Aiken Standard writer Dede Biles wrote that “Billy believes Augusta National’s policy of making the pimento cheese sandwiches fresh every day helped enhance the filling’s flavor.”
I'm thinking that you don't need to be Bobby Flay to know that day-old pimento cheese sitting in the Georgia sun isn't going to end well...

Trip Preview -  Our previous required reading was mercifully brief, but this morning we're going to challenge your attention span by linking to this wonderful David Owen article in the New Yorker describing how the reclamation all came about.  Here's your tease:
At lunch, one of the members surprised Irvine by saying that Askernish was more than a century old and had been designed by Old Tom Morris, a towering figure in the history and folklore of the game. Morris, who was born in 1821 and looked a little like Charles Darwin in an ivy cap, was the founding father of modern golf. In the eighteen-sixties, he won four of the first eight British Opens and became the head professional of the Royal and Ancient Golf Club of St. Andrews, serving there for four decades as the chief greenkeeper of the Old Course, golf’s holiest ground. He also designed or redesigned several of the world’s greatest courses, among them Muirfield, Prestwick, and Carnoustie, in Scotland, and Royal County Down, in Northern Ireland.

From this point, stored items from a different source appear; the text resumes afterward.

PR #6840, opened 2026-08-07
fix(local-stack): resolve the local host per platform

### LINKED ISSUE #6824: fix(config): localHost is hardcoded to 10.0.2.2, so LOCAL cannot reach local_stack from the iOS Simulator
## Problem

`AppEnvironment.local` cannot reach `local_stack` from the iOS Simulator. Every local endpoint is built from a single unconditional constant:

`mobile/lib/models/environment_config.dart:12`
```dart
const localHost = '10.0.2.2';
```

`10.0.2.2` is the Android emulator's NAT alias for the host machine. There is no `Platform.isIOS` branch anywhere — that constant feeds the relay URL (`:73`), the API base (`:86`), blossom (`:122`), the indexer relays (`:133`), the relay manager (`:146`) and keycast (`auth_providers.dart:55`).

`AGENTS.md` claimed the opposite ("Either Android emulator or iOS Simulator works against the local stack out of the box"). That line is corrected in #6823; this issue is the code fix.

## Reproduction

`flutter run -d <ios-simulator> --dart-define=DEFAULT_ENV=LOCAL` with the stack up:

```
[14:43:46.119] Creating NostrClient via factory with Divine relay: ws://10.0.2.2:47777
[14:45:14.633] [NostrService] Failed to initialize client in build():
               TimeoutException after 0:01:30.000000: Nostr client initialization
               timed out: source=build, stage=client.connectingRelays, elapsedMs=90005
[14:46:51.159] ... retry ... -> "Scheduling initialization retry 2 in 0:00:10"
[14:48:31.195] ... retry ... -> "Scheduling initialization retry 3 in 0:00:20"
```

It never connects; it loops on 90-second timeouts with backoff.

From the host (the Simulator shares this network stack):
```
localhost:47777  -> HTTP=200  time=0.003s
127.0.0.1:47777  -> HTTP=200  time=0.003s
10.0.2.2:47777   -> HTTP=000  time=5.009s   (curl exit 28, timeout)

route -n get 10.0.2.2 -> gateway: 192.168.1.1, interface: en0
```

No interface owns `10.0.2.x`, so this is network-independent rather than an artifact of one LAN. On a network that *does* have a host at `10.0.2.2`, the app would silently talk to a stranger's machine instead.

## Suggested fix

Branch the constant on platform — `10.0.2.2` for Android, `localhost` (or `127.0.0.1`) elsewhere. The `test/manual/*` acceptance tests already do this correctly, each defining its own `const _localHost = 'localhost'`.

Both hosts are already permitted for cleartext on both platforms (`NSAllowsLocalNetworking` on iOS, the `<domain-config>` block on Android), so no transport-security change is needed. Worth checking `mobile/scripts/check_native_transport_security.sh` still passes either way.

## Adjacent observation

In the same run, while in LOCAL mode, the app logged:
```
[14:43:46.321] [AUTH] Discovered 1 user relays from cache
[14:43:46.321] [AUTH]   - wss://relay.divine.video (read: true, write: true)
```
A cached production relay resolving inside LOCAL is a separate concern — filed separately.

Found while investigating #6594.

realmeylisdev:
## Description

`AppEnvironment.local` hardcoded `const localHost = '10.0.2.2'` and used it for the relay, REST API, Blossom, Keycast, and the indexer relays, with no platform switch anywhere in `mobile/lib` or `mobile/packages`. `10.0.2.2` is an Android-emulator-only alias; the iOS Simulator, macOS, and web all share the host's network stack, where it is an ordinary routable LAN address. Measured on a Mac with the stack running:

```
curl http://localhost:47777  -> 200        (relay WS handshake: 101 Switching Protocols)
curl http://10.0.2.2:47777   -> timeout    (route: gateway 192.168.1.1, interface en0)
```

So LOCAL mode on the iOS Simulator could not reach any local endpoint.

Nothing on the server or platform side needed to change — the stack already supported it:

- `local_stack/docker-compose.yml` sets `ALLOWED_TENANT_DOMAINS: localhost,10.0.2.2`, so Keycast already accepts `localhost` (and rejects `127.0.0.1` with `HTTP 400 Invalid domain`, which is why `localhost` and not the IP is the right choice).
- `check_native_transport_security.sh` already expects `10.0.2.2 127.0.0.1 localhost` as cleartext-allowed in the native configs.

**Host resolution.** `localHost` is now a getter resolving to `androidEmulatorHost` on Android and `loopbackHost` everywhere else, guarded by `kIsWeb` so a mobile browser doesn't get the emulator alias. Every LOCAL endpoint — `relayUrl`, `apiBaseUrl`, `blossomUrl`, `indexerRelays`, `relayManagerApiUrl` — derives from that single getter; `git grep 10.0.2.2 -- mobile/lib` returns no host-selection hardcode.

**Invite server.** Raised in review: the invite server was the one local endpoint that did not route through `localHost`. `AppConfig.inviteServerBaseUrl` has a compiled-in default of `https://invite.divine.video` and no platform awareness, so a LOCAL run that omitted `--dart-define=INVITE_SERVER_URL` silently talked to the **production** invite service instead of failing against an unreachable local host. `EnvironmentConfig.inviteBaseUrl` now takes a LOCAL branch returning `http://$localHost:$localInvitePort`, and `main.dart` builds `InviteApiClient` from `ref.read(currentEnvironmentProvider).inviteBaseUrl` rather than reading `AppConfig` directly — `AppConfig` cannot see `AppEnvironment`, so the environment layer is the right place for the branch. A `!const bool.hasEnvironment('INVITE_SERVER_URL')` guard keeps an explicit define winning, so `local_stack/run_android_local.sh` is unaffected, and `AppConfig`'s `defaultValue` is untouched so `check_backend_host_defaults.sh` still passes.

**Docs.** `AGENTS.md` and `README.md` claimed the stack worked "out of the box" for both the Android emulator and the iOS Simulator. Only the emulator did. Both now describe per-platform host resolution, name macOS as the third configured native platform, and state that the Android emulator is the only fully turnkey target. The web bullet's stated reason was also wrong and is corrected: **two** pipelines build web — `mobile_web_production_deploy.yml` pins `DEFAULT_ENV=PRODUCTION`, while `mobile_pr_preview_build.yml` pins no `DEFAULT_ENV` at all and inherits the compiled `PRODUCTION` default. CORS is not the obstacle for a LOCAL web run; nothing selects LOCAL in the first place.

**Related Issue:** Closes #6824. Found while investigating #6762.

## Out of Scope

- `BLOSSOM_PUBLIC_URL` is baked into the media URLs the seeder mints, so it cannot be resolved per client. It keeps `10.0.2.2` as its default (no behaviour change) and becomes overridable via `${BLOSSOM_PUBLIC_URL:-…}` for non-Android runs. Documented in `AGENTS.md` and `README.md`.
- The loopback allowlists in `blossom_settings_cubit.dart`, `background_uploader`, `dm_repository`, and `videos_repository` keep listing all three hosts. Those are validators, not host selection, and are correct as they are.
- A physical Android device is not a supported local-stack target — `10.0.2.2` is emulator-only and a device needs the host's LAN address. Unchanged by this PR.

## Verification

- `flutter analyze lib test integration_test` — **No issues found**
- Full `mobile/` test suite — **15101 passed**, 285 skipped, 0 failures, on the rebased head
- `dart run build_runner build --delete-conflicting-outputs` — no drift; `auth_providers.g.dart` regenerates identically and `git status` stays clean
- All 32 `mobile/scripts/check_*.sh` ratchets — 31 pass. `check_ios_extension_signing_contract.sh` exits 1 without the `IOS_EXTENSION_BUNDLE_IDS` env var that Codemagic supplies (`codemagic.yaml:38-40`); it behaves identically on a clean `origin/main` checkout and is not a GitHub Actions check.
- `docker compose --profile seed config` — resolves `BLOSSOM_PUBLIC_URL` to `http://10.0.2.2:43003` bare and to `http://localhost:43003` with the override exported, against the compose file as rewritten by #6823
- Confirmed end to end on an iPhone 17 Pro Simulator against the running stack: before the change Keycast returned `HTTP 400 Invalid domain: 127.0.0.1`; after pointing at `localhost` the NIP-98 signing call reached the right tenant.

### Notes for review

- **Rebased onto current `origin/main`** to resolve a conflict with #6823, which landed first and rewrote the same `AGENTS.md` bullet to assert that the iOS Simulator does not work because `localHost` is hardcoded. That is exactly the claim this PR makes false, so the resolution drops it. `AGENTS.md` is the only file that conflicted; `local_stack/docker-compose.yml` and `mobile/lib/main.dart` auto-merged in non-overlapping regions and both sides were verified present afterwards.
- `defaultTargetPlatform` is `TargetPlatform.android` under `flutter test`, so the pre-existing assertions on `ws://10.0.2.2:47777` and `http://10.0.2.2:47777` still hold. Those assertions now pin `debugDefaultTargetPlatformOverride` explicitly rather than inheriting the harness default, and the new tests declare Android, iOS, and macOS individually.
- Three `const` declarations had to become `final`/non-const because the host is resolved at runtime (`integration_test/helpers/relay_helpers.dart`, `integration_test/auth/repro_log2_delete_test.dart`, and the `OAuthConfig` in `auth_providers.dart`). `flutter analyze` caught all three; no const consumers remain.
- `loopbackHost` is deliberately kept for the Keycast redirect URI in `repro_log2_delete_test.dart` — Keycast's `origin_is_allowed()` admits `localhost`, not the emulator alias.

## Type of Change

- [x] 📝 Documentation


NotThatKindOfDrLiz:
@realmeylisdev I pushed a small takeover follow-up on top of your branch.\n\nChanges:\n- narrowed the AGENTS.md local-stack guidance so it no longer claims Flutter web works out of the box\n- documented the LOCAL invite-server define needed for iOS Simulator/macOS runs\n- kept the Blossom override docs scoped to native loopback clients\n- named the local relay-manager port and extended the environment-config endpoint test to cover it\n- updated the PR body with Closes #6824; the needs-issue label is now gone\n\nVerification:\n- flutter test test/models/environment_config_test.dart\n- flutter analyze lib/models/environment_config.dart test/models/environment_config_test.dart test/manual/nip98_relay_acceptance_test.dart integration_test/helpers/constants.dart\n- pre-push hook: analyzer, generated-file verification, test/models/environment_config_test.dart, test/providers/auth_providers_test.dart\n- GitHub checks are green after the push/body update\n\nPlease review the takeover commit and merge when you are ready.

NotThatKindOfDrLiz (approved):
Approved after takeover follow-up. The remaining issues from review were addressed: docs no longer overclaim web support, native local-run caveats are explicit, #6824 is linked for closure, and the endpoint regression test now includes relayManagerApiUrl. CI is green.

AGENTS.md
```diff
@@ -146,7 +146,10 @@ If a Divine Brain search or ask tool is available, you may use it for company me
...
-- Either Android emulator (`10.0.2.2` → host) or iOS Simulator (`localhost` → host) works against the local stack out of the box.
+- Host resolution for local app endpoints is platform-specific: Android emulator uses `10.0.2.2`, while iOS Simulator and macOS use `localhost`. `localHost` in `mobile/lib/models/environment_config.dart` resolves the right one per platform — do not hardcode either alias in app code.
+- `BLOSSOM_PUBLIC_URL` is baked into the media URLs the seeder mints, so it cannot be resolved per client. It defaults to the Android emulator alias; export `BLOSSOM_PUBLIC_URL=http://localhost:43003` before `local_stack/up.sh` when running against the iOS Simulator or macOS.
+- Full LOCAL app runs also need the invite server define. `local_stack/run_android_local.sh` passes `INVITE_SERVER_URL=http://10.0.2.2:43004` for the Android emulator; iOS Simulator and macOS runs should pass `--dart-define=INVITE_SERVER_URL=http://localhost:43004`.
+- Web resolves local endpoints to `localhost`, but Flutter web runs are not out of the box because the browser enforces CORS and the local stack does not allow arbitrary `localhost:<dev-port>` origins.
```
mbradley: @NotThatKindOfDrLiz this is your line from the takeover commit, so flagging it to you rather than to Meylis.

Narrowing the original "web works out of the box" claim was right, but the stated reason does not hold. Checking the services' sources: funnelcake's API sets `Access-Control-Allow-Origin: *` (`crates/api/src/cors.rs`, whose module doc is literally "Open CORS policy for the public funnel API"), the relay sets it on publish and management responses, and blossom sets it in `main.rs`. Keycast is the only service that pins origins, via `ALLOWED_ORIGINS` in `docker-compose.yml:62`. Separately, WebSocket handshakes are not subject to CORS at all, so CORS cannot explain a failed relay connection even in principle.

The `<dev-port>` half is accurate: `flutter run -d chrome` selects a random port unless `--web-port` is passed, and nothing in the repo pins it.

Two caveats on my end. I read those services from local checkouts, and the stack runs `:latest` images that #6823 reports are frozen at February, so the running code may differ from what I read. And the bullet is worth keeping in some form: LOCAL on web is only reachable through a dev `flutter run -d chrome --dart-define=DEFAULT_ENV=LOCAL`, since LOCAL is absent from the env picker and the web deploy pins `DEFAULT_ENV=PRODUCTION`.

Could you name what actually failed when you tried it? If it was Keycast's pinned origins, the bullet should say so.

AGENTS.md
```diff
@@ -146,7 +146,10 @@ If a Divine Brain search or ask tool is available, you may use it for company me
 ## Local Stack Development
 
 - The local Docker stack (`local_stack/`) speaks cleartext on `10.0.2.2`, `localhost`, and `127.0.0.1`. Cleartext to those loopback hosts is permitted in every build type on both platforms — Android via the `<domain-config>` block in `mobile/android/app/src/main/res/xml/network_security_config.xml`, iOS via `NSAllowsLocalNetworking=true` in `mobile/ios/Runner/Info.plist`. Remote cleartext is rejected on both platforms in every build type.
```
mbradley: This bullet says "both platforms" and names only Android and iOS, and line 153 says "either native config", but this PR promotes macOS to a documented target three times. macOS is genuinely configured (`mobile/macos/Runner/Info.plist` sets `NSAllowsArbitraryLoads=false` with `NSAllowsLocalNetworking=true`) and genuinely guarded (`check_native_transport_security.sh` calls `check_ats_plist "macos/Runner/Info.plist"`). Worth making it three platforms here, with the macOS plist referenced alongside the other two.

mobile/lib/models/environment_config.dart
```diff
@@ -20,6 +39,7 @@ const localRelayPort = 47777;
 const int localApiPort = localRelayPort;
 const localBlossomPort = 43003;
 const localInvitePort = 43004;
+const localRelayManagerPort = 8787;
```
mbradley, line 46: This lands under the `/// Local Docker stack port mappings.` header, but 8787 is not a local stack port. `grep -rn "8787" local_stack/` returns nothing and there is no relay-manager service in the compose file; 8787 is the `wrangler dev` default for divine-relay-manager, run separately by hand. The value is faithful to the `8787` that was inlined before, so this is not a regression, but naming it into that block now asserts something false for one of its six members. The other five all match real compose mappings.

```suggestion
/// Not in local_stack: wrangler dev default for divine-relay-manager,
/// which is run separately.
const localRelayManagerPort = 8787;
```

mobile/integration_test/helpers/constants.dart
```diff
@@ -3,12 +3,15 @@
 
 export 'package:openvine/models/environment_config.dart'
     show
+        androidEmulatorHost,
```
mbradley: `androidEmulatorHost` and `localRelayManagerPort` are re-exported here but have no consumer under `integration_test/`. The test that uses `localRelayManagerPort` imports `environment_config.dart` directly.

mbradley (changes requested):
Verified independently at `eae8921` before writing this. Every LOCAL endpoint resolves through the new `localHost` getter with no host-selection hardcode left in `mobile/lib` or `mobile/packages`; the loopback validators already accepted `localhost`, so the iOS switch does not trip them; each of the four new tests fails under a mutation in one direction or the other; the committed `auth_providers.g.dart` matches a fresh `build_runner` run with nothing else stale; and `check_process_global_mutations.sh` passes, since the new `tearDown` is the reset-to-default form that script sanctions. `flutter analyze lib test integration_test` is clean. The platform fix itself is sound and I could not break it.

Everything below is documentation accuracy plus two questions here and one inline. I have not pushed anything. Liz's takeover handback is still open with Meylis, and two of these items concern text that commit added, so they belong in discussion rather than in a second reviewer's amendments.

**Three fixes that fall outside the diff, or outside a diff hunk, so noting them here rather than inline:**

1. `README.md:80` still says the stack works "out of the box" for both the Android emulator and the iOS Simulator, and then points readers to `AGENTS.md`, which this PR updates to say the opposite. That is the same claim this PR removes from `AGENTS.md` as false, still on the repo's front page.

2. `local_stack/seed/seed.py:33` and `:562` still describe `BLOSSOM_PUBLIC_URL` as "the emulator-accessible address". `docker-compose.yml` got a clear comment explaining the new override; the file that actually consumes the variable did not.

3. `mobile/test/models/environment_config_test.dart:71` and `:100` hardcode `10.0.2.2` and set no platform override. They were platform-independent while `localHost` was a `const`; now they pass only because an SDK assert block forces `TargetPlatform.android` whenever `FLUTTER_TEST` is set. They sit directly above four new tests that declare their platform explicitly. Worth pinning `debugDefaultTargetPlatformOverride = TargetPlatform.android` in them so the assumption is stated rather than inherited from the harness.

**Two questions:**

4. The invite server is the one local endpoint that does not route through `localHost`. `mobile/lib/config/app_config.dart:17` reads `INVITE_SERVER_URL` with a compiled-in default of `https://invite.divine.video`, so a LOCAL run on the Simulator or macOS that omits the define talks to the production invite service rather than failing against an unreachable local host. `localInvitePort = 43004` already exists in `environment_config.dart` and has no consumer in `lib/`. Is the documented `--dart-define` the intended answer, or should `AppConfig` take a LOCAL branch the way every other endpoint now does? Note `check_backend_host_defaults.sh` pins that `defaultValue` to `*.divine.video`, so a changed default is not an option; it would have to be a LOCAL branch.

5. #6823 rewrites the same `AGENTS.md` line this PR rewrites, to text asserting the iOS Simulator does not work and `localHost` is hardcoded. Both are open and approved. `git merge-tree` on the two branches conflicts, and `AGENTS.md` is the only conflicting file. Which PR should carry that bullet? Whichever lands second will need a conflict resolution that does not restore the stale claim.

mobile/lib/models/environment_config.dart
realmeylisdev: Applied verbatim in 6a44689e9. Confirmed: no 8787 anywhere in `local_stack/`, no relay-manager service in the compose file, and the other five constants each map to a real published binding (43000, 47777, 43003, 43004, plus `localApiPort` aliasing `localRelayPort`).

mobile/integration_test/helpers/constants.dart
realmeylisdev: Both dropped in b958c9dc2. `loopbackHost` stays — `repro_log2_delete_test.dart:34` uses it for the Keycast redirect URI.

Worth noting `localApiPort` and `localInvitePort` are dead there too, but they predate this PR so I left them.

AGENTS.md
realmeylisdev: Fixed in 4e63fa9df. The bullet now names all three native platforms with the macOS plist alongside the other two, the Charles/mitmproxy parenthetical covers macOS, and the last bullet says "any native config" and names the four files the guard actually walks.

Same commit fixes a comment my own rename invalidated: `network_security_config.xml:15-16` said the Dart-side source of truth for the emulator-host loopback is `localHost`, which stopped being true the moment `localHost` became platform-resolving. It is `androidEmulatorHost` now.

AGENTS.md
realmeylisdev: You are right, and it is worse than the WebSocket point alone — Keycast does not block dev ports either. `origin_is_allowed()` returns true for any `http://localhost:<port>` before `ALLOWED_ORIGINS` is consulted, so the one service that pins origins explicitly whitelists the exact case the bullet claimed was blocked. With funnelcake, the relay, and blossom all sending `*`, no service in the stack rejects a dev-port origin.

Rewritten in 6c840b69f. The conclusion survives for a reason checkable in this repo rather than inferred: `AppEnvironment.local` is absent from the picker in `developer_options_screen.dart:133-139`, and the only web deploy pins `DEFAULT_ENV=PRODUCTION` (`mobile_web_production_deploy.yml:48`). The bullet now says that and states plainly that CORS is not the obstacle, so the next reader does not re-derive the wrong diagnosis.

Your caveat carries over into mine: I read those four services from local checkouts, and the stack runs `:latest`.

@NotThatKindOfDrLiz — your question stands. If you hit something concrete on web, it was not CORS, and I would rather document what you actually saw than leave it at "nothing selects LOCAL".

realmeylisdev:
@mbradley thanks — every claim checked out as written, including the two that were mine to own rather than Liz's. All nine items are addressed, one commit each. Nothing declined, nothing escalated.

| # | Item | Commit |
|---|---|---|
| 1 | `README.md:80` "out of the box" | `e65ddc0f2` |
| 2 | `seed.py:33`, `:562` "emulator-accessible address" | `e65ddc0f2` |
| 3 | `environment_config_test.dart` platform pins | `13a247289` |
| 4 | Invite server LOCAL branch | `7a35c3841` |
| 5 | #6823 `AGENTS.md` conflict | answered below |
| — | `AGENTS.md:148` macOS | `4e63fa9df` |
| — | `AGENTS.md:152` web/CORS | `6c840b69f` |
| — | `localRelayManagerPort` | `6a44689e9` |
| — | `constants.dart` re-exports | `b958c9dc2` |

**4 — invite server. This is a behaviour change, so flagging it rather than burying it in the table.** I took the LOCAL branch rather than the documented define. `AppConfig` is a static-const class with no access to the runtime-switchable `AppEnvironment` — its own `environment` field is a different define entirely — so the branch went on `EnvironmentConfig` next to the endpoints it already resolves, mirroring `blossomUrl`. `main.dart` reads it through `currentEnvironmentProvider`, the same shape as the adjacent `blossomBaseUrl` line.

An explicit `--dart-define=INVITE_SERVER_URL` still wins via `bool.hasEnvironment`, so `run_android_local.sh` is unchanged and `test_android_scripts.sh:154` still passes. As you noted, the `defaultValue` is untouched, so `check_backend_host_defaults.sh` stays green — I ran it. Blast radius is LOCAL builds, where the previous behaviour was to silently talk to production. It retires `localInvitePort` and lets `AGENTS.md` drop the manual-define bullet.

**5 — #6823.** Both PRs are mine, so this is my call to make rather than a coordination problem. `git merge-tree` agrees `AGENTS.md` is the only conflict; `docker-compose.yml` auto-merges. #6823 is approved and clean and its bullet is a correct description of `main` as it stands, so I am not churning it. #6840 carries the resolution at rebase time, and the resolution is to take this branch's version wholesale — it describes the post-fix world. Recording that here so it is not improvised later.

Irvine was polite but dismissive: the course he’d walked that morning was a cow pasture with flagsticks stuck in the ground, and he doubted that Morris, whose courses he knew well, had ever come near it. But another club member said that this was not the original Askernish, and that Old Tom’s layout had had eighteen holes and was situated closer to the sea. Most of the original holes, apparently, had been abandoned, probably beginning around the time of the Second World War. Ralph Thompson said that the club possessed a news clipping from 1891 which described Morris’s creation of the course that year, and which quoted Morris calling the layout “second to none.” Irvine was curious enough to take another look, and after lunch Thompson drove him back.
Second to none?  We'll see about that now, won't we?